昨年12月26日放送のテレビ番組『ガイアの夜明け』(テレビ東京)で取り上げられ、大きな話題となったレオパレス21の「一括借り上げ契約」解除問題。
「30年一括借り上げ保証」といった長期安定経営を謳うアパート業者の提案には甘い見通しのものも多く、提案を受け入れて投資した結果、人生設計が狂ってしまった不動産オーナーも多い。特に、長期一括借り上げ保証のアパート経営を謳う企業は、入居者募集などの手間がかからず老後の資金手当てや相続対策にもなるという魅力的な言葉を並べて、もともと土地を所有するいわゆる“地主”をターゲットにしている。

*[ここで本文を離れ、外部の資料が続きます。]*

PR #7163, opened 2025-10-03
feat(sdk-core): add psbt-lite as a transaction format option

davidkaplanbitgo:
Add 'psbt-lite' as a valid option for txFormat in PrebuildTransactionOptions interface.

Issue: BTC-2272

### DIFF
--- a/modules/sdk-core/src/bitgo/wallet/iWallet.ts
+++ b/modules/sdk-core/src/bitgo/wallet/iWallet.ts
@@ -167,7 +167,7 @@ export interface PrebuildTransactionOptions {
    * This comment applies to UTXO coins. It's asking which transaction format to use:
    * the legacy format defined by bitcoinjs-lib, or the 'psbt' format, which follows the BIP-174.
    */
-  txFormat?: 'legacy' | 'psbt';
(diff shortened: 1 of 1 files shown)


parvbitgo067 (approved):

modules/sdk-core/src/bitgo/wallet/iWallet.ts
```diff
@@ -167,7 +167,7 @@ export interface PrebuildTransactionOptions {
    * This comment applies to UTXO coins. It's asking which transaction format to use:
    * the legacy format defined by bitcoinjs-lib, or the 'psbt' format, which follows the BIP-174.
```
margueriteblair, line 168: so nitty - but can you add `psbt-lite` to the jsdoc description? and describe what the difference between lite and full would be? can be done in a follow up

margueriteblair (approved):

modules/sdk-core/src/bitgo/wallet/iWallet.ts
davidkaplanbitgo: Will do in follow up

「一括借り上げ」契約とは、事業者(または個人)が、アパートを所有するオーナーから転貸借(又貸し)を承諾してもらう条件で、かつ相場家賃よりも安い金額でアパート一棟を一括して借り、入居者へは相場の家賃で貸す(転貸する)ことで、事業者がその家賃の差額を収入として得る仕組みとなっている。ただし、オーナーから借りた事業者は入居者の有無にかかわらず、オーナーに家賃を支払うことになる。また、想定以上に入居率が悪いと借り上げた事業者の収支はマイナスになるという仕組みでもある。借り上げ契約は「サブリース契約」とも呼ばれている。すなわち、オーナーと事業者の契約がマスターリース、事業者と入居者の契約がサブリースということになる。
今回、『ガイアの夜明け』で取り上げられたレオパレス21は、完成したアパートを30年間同社が借り上げることによって、オーナーは入居者の有無にかかわらず安定した家賃収入が得られるという契約に対して、早いもので10年も満たないうちに約束した家賃を減額または借り上げ契約を解除するようオーナーに半ば強制的に迫っていたことが明るみにでたものだ。
家賃の減額や借り上げ契約の解除によって収入が減れば、アパートローンなどの負債を抱えたオーナーはその支払いが困難になり、最悪、破たんしてしまう可能性がある。今から12年ほど前になるが、筆者が不動産仲介業をしていた頃、一時、中古アパート市場でレオパレス名の物件が多数売りに出ていた記憶がある。その中のひとつの物件で、先祖から代々続く土地を守るために建てたアパートが、かえって土地を手放す原因になったという話を売主側の仲介業者から聞いて、切ない気分になった。